If the generated image does not meet your expectations, especially in terms of ID similarity, you can consider the following suggestions for improvement:

  1. Make your positive prompts more specific and avoid using vague descriptions such as "A man/woman". At the same time, use negative prompts to remove unnecessary features.

    One of the main features of FlashFace is its ability to control facial features through language. However, if your prompt is too vague, it may generate a face with unexpected age or characteristics. For instance, if a "A man" is used as a prompt with a reference image of a young individual, it may generate the face of a middle-aged man with a beard. In this case, specifying the approximate age of the person to be generated, such as "Handsome young" or "Beautiful young", can significantly improve the results. These descriptors allow you to make the face more attractive while preserving the ID. Additionally, if the generated face includes features you do not want, such as beards or wrinkles, you can add "beard, wrinkle" to the negative prompts to eliminate these features. For Asian people, you might consider adding "Asian" to the prompt. You can refer to issues-11 for some parameter experience.

  2. Add a face position.

    For example, specifying a face position such as [0.3, 0.1, 0.6, 0.4], which positions the face roughly in the middle of the image, can prevent the generation of excessively large or small faces and thus significantly improve the image result. However, it may sacrifice some facial diversity.

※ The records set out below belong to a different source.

PR #16876, opened 2020-06-24
Allow julia 1.0 for newer releases of XML2_jll

nicoleepp:
Ran into https://github.com/JuliaPackaging/Yggdrasil/issues/1203 

Versions of XML2_jll allow julia 1 since [release v2.9.9+2](https://github.com/JuliaBinaryWrappers/XML2_jll.jl/blob/XML2-v2.9.9+2/Project.toml).


nicoleepp:
Seems like `+` in semver for packages is not supported. Closing

PR #17272, opened 2020-07-01
Delete v0.5.11 due to error

chakravala:
The commit for v0.5.11 doesn't exist anymore and was overwritten by accident, so it must be removed from the registry.

I was talking on the phone and accidentally messed up my commits


chakravala:
@fredrikekre

DilumAluthge:
Instead of deleting it, just yank it.

PR #18713, opened 2020-07-30
Adjust PrettyPrint bound

andreasnoack:
The existing bound wasn't correct as the newly released version 0.2 of PrettyPrint broke NameResolution.

cc @thautwarm


thautwarm:
Thanks.

PR #18872, opened 2020-08-03
Add julia v1.5.0

vdayanand:


fredrikekre:
What are those entries used for?

StefanKarpinski:
There are some tools that use them. Pkg itself doesn't.

fredrikekre:
Maybe those tools can keep this list then? Or just use Elliot's JSON file?

StefanKarpinski:
If we're going to do that then I think we should just delete Julia from the registry entirely.

PR #18959, opened 2020-08-04
Allow LibGit2_jll 1.0 on Julia 1.6

nalimilan:
Needed by https://github.com/JuliaLang/julia/pull/35233.

@giordano Is there a particular reason why you required Julia 1.7 when you registered the package (as mentioned [here](https://github.com/JuliaPackaging/Yggdrasil/pull/638#issuecomment-658317060))?

### DIFF
--- a/L/LibGit2_jll/Compat.toml
+++ b/L/LibGit2_jll/Compat.toml
@@ -5,4 +5,4 @@ julia = "1.3.0-1"
 julia = "1"
 
 ["1"]
-julia = "1.7"
+julia = "1.6"


giordano:
> @giordano Is there a particular reason why you required Julia 1.7 when you registered the package (as mentioned here)?

Yes, because Julia v1.6 still doesn't support LibGit v1

nalimilan:
Ah, OK, I thought I needed to allow 1.6 before merging the PR, but indeed I just tested it and it's not the case. So let's keep this PR as a draft until JuliaLang/julia#35233 has been merged.

fredrikekre:
bump

nalimilan:
Since 1.0.1 we allow any Julia version above 1 AFAICT: https://github.com/JuliaRegistries/General/commit/8d478c3be64784cc266ac1ab6a681fa1cfb55a43

fredrikekre:
So this is not relevant? Or should 1.0.0 also be allowed on earlier Julia?

nalimilan:
Yeah, I guess. See https://github.com/JuliaRegistries/General/pull/18959.

giordano:
Is LibGit2 v1.0 API/ABI compatible with the old ones?

nalimilan:
No.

  3. Increase lamda_feature, face_guidance, and step_to_launch_face_guidance.

    lamda_feature (ranging from 0.8 to 1.3) signifies the intensity of using the reference feature. Usually, adjusting this parameter alone can generate satisfactory images.

    Adjusting face_guidance and step_to_launch_face_guidance can help retain more facial details. Refer to the settings of the parameters in the last example in the ipynb file to learn how to preserve facial details.

    For Asian faces, we recommend increasing these three parameters as follows,

    face_bbox =[0.3, 0.2, 0.6, 0.5] 
    # Increasing these three parameters leads to more fidelity but less diversity 
    lamda_feat = 1.2
    face_guidence = 3
    step_to_launch_face_guidence = 800

    This adjustment can significantly enhance the representation of Asian faces. However, sometimes if these three values are too high, it will cause the face to appear textured or even artifacts. If there is a similar situation, please adjust lamda_feat and face_guidence to smaller values.